◆ **What the task requires**
Report each line of the listing below that holds "silently".

◆ **Dataset excerpt**
---+---

Issue #1727, opened 2026-08-12
Any folder named Library, Applications, System, private, var, tmp, dev, cache, logs… is silently skipped, at any depth


TalexDreamSoul:
Found while measuring #318. Different problem, worse symptom: **files that should be indexed are silently not indexed, with no error and no diagnostic** — the user just cannot find them.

---+---

◆ **Answer**
Any folder named Library, Applications, System, private, var, tmp, dev, cache, logs… is silently skipped, at any depth
Found while measuring #318. Different problem, worse symptom: **files that should be indexed are silently not indexed, with no error and no diagnostic** — the user just cannot find them.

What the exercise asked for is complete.